はっきりとした定義のないスタミナ定食、店それぞれスタミナ定食があっても不思議ではない。

「スタミナ定食のお客様、お待たせいたしました」
店員がテーブルに置いたスタミナ定食は、どんぶり飯と、鉢にこんもり盛られた見たことのない草。
「すみません、これがスタミナ定食ですか」
「はい、こちらが当店のスタミナ定食ですが」
「何なのですか、この変な草」
「変な草ではありません。これはヘケヘケ草です」
「えっ……」
「アフリカ奥地の少数民族ンバホ族のスタミナ源です。これを食べれば、部族の英雄ソチャンマの魂が乗り移って、ライオンも蹴散らせるとンバホ族の長老が言ってました」
謎のスタミナ源、ヘケヘケ草。釈然としない思いを胸に食べるスタミナ定食を食べる客。そして客に乗り移る英雄ソチャンマの魂。よく分からない草で出る元気。
客は、ヘケヘケ草の意外にスパイシーでコクのある味に舌鼓を打ち、納得する。

「スタミナ定食のお客様。お待たせいたしました」
店員がテーブルに置いたスタミナ定食は、どんぶり飯と、キャベツの千切りに添えられた一枚の写真。
「すみません、これがスタミナ定食ですか」
「はい、こちらが当店のスタミナ定食ですが」
「この笑顔の子供が写った写真は何ですか」
「これは私の子供の太郎です」
「えっ……」
「うちのおじいちゃん、太郎の笑顔を見ると『いやー、孫の笑顔を見ると元気がでるのお』って喜ぶんですよ」
おじいちゃんのスタミナ源、孫の笑顔だ。釈然としない思いを胸に、他人の孫の笑顔を見ながら食べるドンブリ飯。何故か進む箸に驚く客。

「スタミナ定食のお客様。お待たせいたしました」
女子高生のアルバイトと思しき店員がテーブルに置いたスタミナ定食は、どんぶり飯だけ。
「え、いや、おかずは……」
「ええっと、……この手紙っ、……読んでくださいっ」
頬を赤らめた店員が差し出す手紙、思春期のスタミナ源、ラブレターだ。照れながら受け取る客。走り去る店員の後姿が甘酸っぱい。そんな青春の甘酸っぱさで食べるどんぶり飯、軽く5杯はいけそうな勢いだ。

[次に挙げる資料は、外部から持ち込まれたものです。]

PR #5078, opened 2022-01-21
Make morphable entities selectable in UI

daemyung:
Morphable entities can selectable and morphing is grayed out when playing animations.

스크린샷 2022-01-21 오전 11 03 31

### DIFF
--- a/libs/viewer/include/viewer/SimpleViewer.h
+++ b/libs/viewer/include/viewer/SimpleViewer.h
@@ -236,13 +236,15 @@ private:
     std::function<void()> mCustomUI;
 
     // Properties that can be changed from the UI.
-    int mCurrentAnimation = 1;
+    int mCurrentAnimation = 1; // It is a 1-based index and 0 means not playing animation
     bool mResetAnimation = true;
     bool mEnableWireframe = false;
     int mVsmMsaaSamplesLog2 = 1;
     Settings mSettings;
     int mSidebarWidth;
     uint32_t mFlags;
+    utils::Entity mCurrentMorphingEntity;
+    std::vector<float> mMorphWeights;
 
     // 0 is the default "free camera". Additional cameras come from the gltf file (1-based index).
     int mCurrentCamera = 0;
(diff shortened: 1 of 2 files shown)


pixelflinger (changes requested):
Is this updating the version of ImGui to a more recent one and is it required?

If so I would like this to be a separate, independent PR.

daemyung:
> Is this updating the version of ImGui to a more recent one and is it required?

Yes it's required. `ImGui::BeginDisabled()` and `ImGui::EndDisabled()` are needed to gray out. But if you want a seperate PR I can do that.

daemyung:
Do not merge until #5083 is merged.

pixelflinger (commented):
looks good to me, once it's rebased on top of the imgui update.

libs/viewer/include/viewer/SimpleViewer.h
```diff
@@ -236,13 +236,15 @@ class UTILS_PUBLIC SimpleViewer {
     std::function<void()> mCustomUI;
 
     // Properties that can be changed from the UI.
-    int mCurrentAnimation = 1;
+    int mCurrentAnimation = 0;
```
prideout, line 239: Personally I kind of like the auto-play feature that we had.  We could keep this set to `1` if we were to change the conditional as I've described in my subsequent comment.

By the way, we should probably have a comment here that explains that it is a 1-based index and 0 means "not playing animation".  That's my fault.

libs/viewer/src/SimpleViewer.cpp
```diff
@@ -980,6 +991,23 @@ void SimpleViewer::updateUserInterface() {
             ImGui::Unindent();
         }
 
+        if (mCurrentMorphingEntity && ImGui::CollapsingHeader("Morphing")) {
+            if (mCurrentAnimation != 0) {
```
prideout, line 995: Instead of testing current animation against 0 in multiple places, you could just say:

```
const bool isAnimation = mCurrentAnimation != && mAnimator->->getAnimationCount() > 0;
```

This would allow us to keep our auto-play feature.

prideout (changes requested):
Looks good, just a comment about auto-play.  Also needs a rebase like Mathias mentioned.

libs/viewer/include/viewer/SimpleViewer.h
daemyung: Ok it's reverted.

libs/viewer/src/SimpleViewer.cpp
daemyung: Ok it's updated.

pixelflinger (approved):

prideout (approved):

PR #5079, opened 2022-01-21
attempt to enable rough screen-space reflections

pixelflinger:


filament/src/PostProcessManager.h
```diff
@@ -144,6 +143,10 @@ class PostProcessManager {
     FrameGraphId<FrameGraphTexture> resolve(FrameGraph& fg,
             const char* outputBufferName, FrameGraphId<FrameGraphTexture> input) noexcept;
 
+    FrameGraphId<FrameGraphTexture> resolveNoCheck(FrameGraph& fg,
```
bejado, line 146: Add a comment describing what this new method does.. and yeah, I think I prefer `resolveBaseLevel`. At least, I can't think of anything better.

shaders/src/light_reflections.fs
```diff
@@ -251,7 +251,11 @@ vec4 evaluateScreenSpaceReflections(const PixelParams pixel, const vec3 wsRayDir
         float distanceFade = saturate(1.0 - (distFactor, distFactor));
         float fade = edgeFade * distanceFade;
 
-        Fr = vec4(textureLod(light_ssr, reprojected.xy, 0.0f).rgb, fade);
+        //float tweakedPerceptualRoughness = pixel.perceptualRoughness;
```
bejado, line 254: Remove

PR #5084, opened 2022-01-21
Improve (again) comments in Variants.h

pixelflinger:
- Improved formating
- Added more compile-time sanity checks
- Renamed Variant bits to 3 letters

### DIFF
--- a/libs/filabridge/include/private/filament/Variant.h
+++ b/libs/filabridge/include/private/filament/Variant.h
@@ -53,131 +53,117 @@ namespace filament {
         //
         // Standard variants:
         //                      +-----+-----+-----+-----+-----+-----+-----+-----+
-        //                      |  0  | VSM | FOG |  0  | SKN | SRE | DYN | DIR |    40 (-24)
+        //                      |  0  | VSM | FOG |  0  | SKN | SRE | DYN | DIR |    64 - 24 = 40
         //                      +-----+-----+-----+-----+-----+-----+-----+-----+
         //      Vertex shader            0     0     0     X     X     X     X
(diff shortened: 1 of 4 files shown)


libs/filabridge/include/private/filament/Variant.h
```diff
@@ -53,144 +53,133 @@ namespace filament {
...
-        //           Reserved            X     X     1     X     1     0     0
-        //           Reserved            X     X     1     X     1     0     1
-        //           Reserved            X     X     1     X     1     1     0
-        //           Reserved            X     X     1     X     1     1     1
+        //           Reserved            1     1     1     X     0     0     0     [ -2]
         //
-        // 46 variants used, 82 reserved
+        // 46 variants used, 82 reserved (128 - 46)
         //
+        // note: a valid variant can be neither a valid vertex nor a valid fragment variant
```
bejado, line 73: This note confuses me. Do you mean a "_reserved_ variant can be neither..."

pixelflinger: No, I meant that a valid variant (i.e. `!isReserved()`) can be invalid as both a fragment and vertex variant. This is counter intuitive and that's why I noted it here.

For e.g. a variant that as FOG|SKN is absolutely valid. But, it's not a valid fragment variant nor a valid vertex variant. This is because fragment variants don't allow SKN and vertex variants don't allow FOG.

bejado: I see. I would replace "can be" with "could potentially be".

I think the usage of "valid" to mean "not reserved" is confusing, since some "valid" variants will still get filtered out. Maybe we should add a note about that.

PR #5096, opened 2022-01-24
Fixed VulkanTexture::copyBufferToImage for 2D texture arrays

ondys:
2D array textures are initialized with .depth = 1 and layerCount = depth (see line 58 in VulkanTexture.cpp). By setting layerCount = 1 only the first layer was copied over, leaving the other layers uninitialized.


prideout (approved):

prideout:
Thanks!  Out of curiosity, how did you come across this bug?

ondys:
Just a personal project that uses texture arrays. I was trying to upload all layers of the texture array using filament::Texture::setImage() and it always updated only the first layer.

それぞれのスタミナ定食。最初はスタミナ定食が気になって文章を書いていた私だが、今は、思いつきで書いたンバホ族の英雄ソチャンマの方が気になって仕方がない。ソチャンマのオリジナルTシャツを作ってしまいそうな勢いだ。はっきり書いてしまえば、最早スタミナ定食などどうでもいい。
スタミナ定食より、ソチャンマが私のスタミナ源になりそうだ。